Saved data entries
# # #
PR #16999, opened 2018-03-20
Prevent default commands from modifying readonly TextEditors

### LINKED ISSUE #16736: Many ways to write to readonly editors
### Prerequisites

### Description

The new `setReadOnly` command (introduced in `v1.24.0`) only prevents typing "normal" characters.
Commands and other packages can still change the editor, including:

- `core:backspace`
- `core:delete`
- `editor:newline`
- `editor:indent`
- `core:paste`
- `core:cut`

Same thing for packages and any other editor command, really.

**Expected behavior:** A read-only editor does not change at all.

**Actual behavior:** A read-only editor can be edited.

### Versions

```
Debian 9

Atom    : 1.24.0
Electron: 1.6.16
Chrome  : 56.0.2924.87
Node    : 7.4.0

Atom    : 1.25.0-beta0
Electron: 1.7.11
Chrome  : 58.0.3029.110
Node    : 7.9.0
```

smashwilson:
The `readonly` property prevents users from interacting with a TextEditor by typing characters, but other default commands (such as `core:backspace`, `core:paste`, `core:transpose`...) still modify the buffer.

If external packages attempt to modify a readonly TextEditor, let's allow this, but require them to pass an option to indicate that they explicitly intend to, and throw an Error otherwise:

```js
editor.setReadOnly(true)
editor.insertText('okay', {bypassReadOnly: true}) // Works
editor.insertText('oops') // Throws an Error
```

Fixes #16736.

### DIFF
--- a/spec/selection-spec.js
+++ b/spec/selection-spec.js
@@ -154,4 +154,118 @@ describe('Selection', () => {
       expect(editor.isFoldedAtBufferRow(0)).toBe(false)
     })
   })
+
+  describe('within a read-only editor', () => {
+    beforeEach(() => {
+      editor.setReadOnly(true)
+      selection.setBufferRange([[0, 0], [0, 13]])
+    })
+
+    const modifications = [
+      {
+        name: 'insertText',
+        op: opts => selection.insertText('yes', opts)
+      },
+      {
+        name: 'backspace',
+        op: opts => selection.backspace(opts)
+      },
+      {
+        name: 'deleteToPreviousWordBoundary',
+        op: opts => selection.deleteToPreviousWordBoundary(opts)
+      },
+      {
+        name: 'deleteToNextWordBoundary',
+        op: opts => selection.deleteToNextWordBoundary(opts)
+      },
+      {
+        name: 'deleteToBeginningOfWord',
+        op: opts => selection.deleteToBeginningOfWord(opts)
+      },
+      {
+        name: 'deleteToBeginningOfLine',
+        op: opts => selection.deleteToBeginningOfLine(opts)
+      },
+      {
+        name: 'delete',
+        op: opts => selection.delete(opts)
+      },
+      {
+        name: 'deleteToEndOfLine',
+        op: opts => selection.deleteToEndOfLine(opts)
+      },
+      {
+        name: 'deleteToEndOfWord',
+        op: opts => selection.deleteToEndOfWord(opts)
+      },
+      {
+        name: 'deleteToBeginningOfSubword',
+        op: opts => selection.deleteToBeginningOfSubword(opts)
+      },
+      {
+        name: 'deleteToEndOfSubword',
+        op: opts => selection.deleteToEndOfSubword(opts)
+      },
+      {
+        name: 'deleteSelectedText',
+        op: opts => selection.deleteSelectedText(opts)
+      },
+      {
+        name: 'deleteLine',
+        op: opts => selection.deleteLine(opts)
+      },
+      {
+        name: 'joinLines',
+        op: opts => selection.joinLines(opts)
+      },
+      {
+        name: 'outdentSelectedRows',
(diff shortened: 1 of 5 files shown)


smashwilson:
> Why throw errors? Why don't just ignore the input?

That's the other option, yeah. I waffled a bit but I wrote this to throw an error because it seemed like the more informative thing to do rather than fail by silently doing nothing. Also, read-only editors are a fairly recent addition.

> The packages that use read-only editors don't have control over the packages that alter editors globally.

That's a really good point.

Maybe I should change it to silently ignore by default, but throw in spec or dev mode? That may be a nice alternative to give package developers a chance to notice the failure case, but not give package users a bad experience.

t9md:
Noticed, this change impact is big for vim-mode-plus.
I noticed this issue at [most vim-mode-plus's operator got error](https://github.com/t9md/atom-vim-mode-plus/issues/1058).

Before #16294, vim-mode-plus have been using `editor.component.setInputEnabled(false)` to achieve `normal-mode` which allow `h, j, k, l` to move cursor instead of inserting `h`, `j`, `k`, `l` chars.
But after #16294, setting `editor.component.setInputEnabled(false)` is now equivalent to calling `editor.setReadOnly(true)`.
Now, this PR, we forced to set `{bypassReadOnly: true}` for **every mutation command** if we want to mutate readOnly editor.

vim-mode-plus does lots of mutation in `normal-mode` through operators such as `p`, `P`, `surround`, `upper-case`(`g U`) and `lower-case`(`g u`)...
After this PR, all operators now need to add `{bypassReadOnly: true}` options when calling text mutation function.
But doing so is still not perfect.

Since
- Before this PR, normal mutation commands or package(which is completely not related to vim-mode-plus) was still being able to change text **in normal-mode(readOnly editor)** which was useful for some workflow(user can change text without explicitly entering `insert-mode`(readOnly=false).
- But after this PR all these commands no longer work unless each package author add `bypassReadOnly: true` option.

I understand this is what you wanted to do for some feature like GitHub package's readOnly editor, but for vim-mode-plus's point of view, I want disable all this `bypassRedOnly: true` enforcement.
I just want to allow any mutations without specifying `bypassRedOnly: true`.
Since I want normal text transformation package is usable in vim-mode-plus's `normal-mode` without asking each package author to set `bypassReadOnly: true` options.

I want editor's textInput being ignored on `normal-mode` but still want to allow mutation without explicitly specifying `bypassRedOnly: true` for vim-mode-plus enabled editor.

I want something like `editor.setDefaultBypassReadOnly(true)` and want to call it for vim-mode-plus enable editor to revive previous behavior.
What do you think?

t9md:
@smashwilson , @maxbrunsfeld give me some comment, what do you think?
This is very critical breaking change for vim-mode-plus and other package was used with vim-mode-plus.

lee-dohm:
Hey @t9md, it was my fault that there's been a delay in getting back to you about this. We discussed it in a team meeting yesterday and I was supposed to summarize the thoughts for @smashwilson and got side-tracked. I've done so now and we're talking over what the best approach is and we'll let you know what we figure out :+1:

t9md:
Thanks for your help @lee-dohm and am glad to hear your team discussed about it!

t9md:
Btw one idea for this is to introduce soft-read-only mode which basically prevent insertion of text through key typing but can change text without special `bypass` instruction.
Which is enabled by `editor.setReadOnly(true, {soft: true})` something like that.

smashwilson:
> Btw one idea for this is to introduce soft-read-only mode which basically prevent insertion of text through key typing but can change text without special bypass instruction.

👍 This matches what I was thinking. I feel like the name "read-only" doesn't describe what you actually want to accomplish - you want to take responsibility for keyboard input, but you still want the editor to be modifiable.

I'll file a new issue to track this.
# # #
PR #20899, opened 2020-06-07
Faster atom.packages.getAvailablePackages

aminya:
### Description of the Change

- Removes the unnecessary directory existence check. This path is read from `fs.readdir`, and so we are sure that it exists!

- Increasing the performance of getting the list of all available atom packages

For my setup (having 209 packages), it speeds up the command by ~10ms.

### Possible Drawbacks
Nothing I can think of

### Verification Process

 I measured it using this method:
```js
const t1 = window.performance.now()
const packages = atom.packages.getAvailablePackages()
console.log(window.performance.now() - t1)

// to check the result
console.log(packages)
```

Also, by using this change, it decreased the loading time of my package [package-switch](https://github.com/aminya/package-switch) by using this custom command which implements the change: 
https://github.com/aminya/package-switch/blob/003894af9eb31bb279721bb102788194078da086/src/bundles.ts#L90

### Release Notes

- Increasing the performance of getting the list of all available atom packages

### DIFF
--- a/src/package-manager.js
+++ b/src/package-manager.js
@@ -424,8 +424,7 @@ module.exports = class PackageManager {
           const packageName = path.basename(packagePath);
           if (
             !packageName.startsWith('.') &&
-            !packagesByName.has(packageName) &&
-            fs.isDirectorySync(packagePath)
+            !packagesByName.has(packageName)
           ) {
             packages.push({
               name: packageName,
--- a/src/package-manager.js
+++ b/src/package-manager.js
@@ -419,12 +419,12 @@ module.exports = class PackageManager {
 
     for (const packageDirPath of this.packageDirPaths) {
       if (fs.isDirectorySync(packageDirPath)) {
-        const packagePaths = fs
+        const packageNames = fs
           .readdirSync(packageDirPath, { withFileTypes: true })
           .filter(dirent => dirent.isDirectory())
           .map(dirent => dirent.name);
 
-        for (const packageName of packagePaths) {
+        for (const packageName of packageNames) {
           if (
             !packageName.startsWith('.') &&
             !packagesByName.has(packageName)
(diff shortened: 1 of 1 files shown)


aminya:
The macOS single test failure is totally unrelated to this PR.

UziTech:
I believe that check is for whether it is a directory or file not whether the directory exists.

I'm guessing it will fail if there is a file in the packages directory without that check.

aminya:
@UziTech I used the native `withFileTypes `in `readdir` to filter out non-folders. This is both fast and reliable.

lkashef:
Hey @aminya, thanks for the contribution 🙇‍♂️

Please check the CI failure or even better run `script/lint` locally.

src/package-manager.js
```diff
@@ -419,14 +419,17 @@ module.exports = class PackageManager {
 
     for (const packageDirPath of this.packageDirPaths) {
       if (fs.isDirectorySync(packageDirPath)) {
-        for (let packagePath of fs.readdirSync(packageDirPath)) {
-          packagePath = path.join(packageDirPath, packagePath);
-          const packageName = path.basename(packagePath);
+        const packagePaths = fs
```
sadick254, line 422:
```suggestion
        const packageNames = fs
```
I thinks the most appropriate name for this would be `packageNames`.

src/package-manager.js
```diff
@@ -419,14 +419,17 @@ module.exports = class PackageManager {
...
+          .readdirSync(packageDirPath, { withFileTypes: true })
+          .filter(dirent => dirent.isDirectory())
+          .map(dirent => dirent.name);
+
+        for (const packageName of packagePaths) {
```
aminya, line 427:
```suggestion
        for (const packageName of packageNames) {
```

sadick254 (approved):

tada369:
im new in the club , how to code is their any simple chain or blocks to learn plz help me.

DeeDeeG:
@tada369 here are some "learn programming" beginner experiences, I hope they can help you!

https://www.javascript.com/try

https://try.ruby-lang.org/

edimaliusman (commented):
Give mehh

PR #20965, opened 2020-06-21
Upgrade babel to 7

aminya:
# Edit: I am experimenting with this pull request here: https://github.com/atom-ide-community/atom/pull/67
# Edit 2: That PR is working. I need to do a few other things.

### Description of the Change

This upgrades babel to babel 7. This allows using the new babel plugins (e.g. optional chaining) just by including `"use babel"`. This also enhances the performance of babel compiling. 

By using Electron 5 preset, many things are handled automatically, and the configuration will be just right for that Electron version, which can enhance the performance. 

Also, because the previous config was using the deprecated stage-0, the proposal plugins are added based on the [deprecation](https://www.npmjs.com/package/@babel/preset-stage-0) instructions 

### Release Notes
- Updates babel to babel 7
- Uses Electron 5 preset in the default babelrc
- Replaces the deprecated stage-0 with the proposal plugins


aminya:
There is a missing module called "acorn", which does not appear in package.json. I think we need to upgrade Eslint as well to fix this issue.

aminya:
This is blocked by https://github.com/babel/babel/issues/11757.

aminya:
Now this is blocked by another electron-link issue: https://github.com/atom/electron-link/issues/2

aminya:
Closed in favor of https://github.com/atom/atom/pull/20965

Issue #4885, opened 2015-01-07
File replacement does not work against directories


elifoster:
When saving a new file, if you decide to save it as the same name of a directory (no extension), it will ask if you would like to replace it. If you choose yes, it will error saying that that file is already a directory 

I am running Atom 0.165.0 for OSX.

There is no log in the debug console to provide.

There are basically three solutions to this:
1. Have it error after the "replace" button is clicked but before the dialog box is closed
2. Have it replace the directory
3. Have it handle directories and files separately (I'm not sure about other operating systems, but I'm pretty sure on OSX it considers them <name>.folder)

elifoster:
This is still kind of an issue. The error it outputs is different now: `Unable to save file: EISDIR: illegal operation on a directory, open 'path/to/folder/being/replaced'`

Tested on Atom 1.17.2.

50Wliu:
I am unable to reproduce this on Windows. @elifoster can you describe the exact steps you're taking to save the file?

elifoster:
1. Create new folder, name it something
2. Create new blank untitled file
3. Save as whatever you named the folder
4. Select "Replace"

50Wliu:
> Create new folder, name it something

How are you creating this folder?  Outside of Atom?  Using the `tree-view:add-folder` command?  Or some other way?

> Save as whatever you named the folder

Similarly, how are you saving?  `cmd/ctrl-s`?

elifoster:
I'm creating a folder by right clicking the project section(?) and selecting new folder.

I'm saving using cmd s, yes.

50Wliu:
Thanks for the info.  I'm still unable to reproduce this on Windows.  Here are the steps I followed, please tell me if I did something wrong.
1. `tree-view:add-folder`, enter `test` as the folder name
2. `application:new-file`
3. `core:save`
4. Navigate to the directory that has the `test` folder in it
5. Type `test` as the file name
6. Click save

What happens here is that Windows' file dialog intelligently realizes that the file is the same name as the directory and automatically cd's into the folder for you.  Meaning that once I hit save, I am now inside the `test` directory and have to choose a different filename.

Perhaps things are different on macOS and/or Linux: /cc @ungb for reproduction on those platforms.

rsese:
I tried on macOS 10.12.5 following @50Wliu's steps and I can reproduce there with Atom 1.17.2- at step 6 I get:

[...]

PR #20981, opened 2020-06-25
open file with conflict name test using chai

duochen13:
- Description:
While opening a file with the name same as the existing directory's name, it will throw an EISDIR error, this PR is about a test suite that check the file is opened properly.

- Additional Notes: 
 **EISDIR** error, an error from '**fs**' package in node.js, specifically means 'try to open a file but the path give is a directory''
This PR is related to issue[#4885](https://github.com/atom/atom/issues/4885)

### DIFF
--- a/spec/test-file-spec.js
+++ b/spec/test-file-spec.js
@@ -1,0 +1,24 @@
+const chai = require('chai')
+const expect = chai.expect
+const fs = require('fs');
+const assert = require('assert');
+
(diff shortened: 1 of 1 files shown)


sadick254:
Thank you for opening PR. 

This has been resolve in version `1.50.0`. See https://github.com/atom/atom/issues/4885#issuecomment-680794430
# # #
◆ WHAT YOU NEED TO DO
Could you report how many lines of the entries include the word "deleteToBeginningOfLine"? Only the number is needed.

◆ ANSWER SECTION
2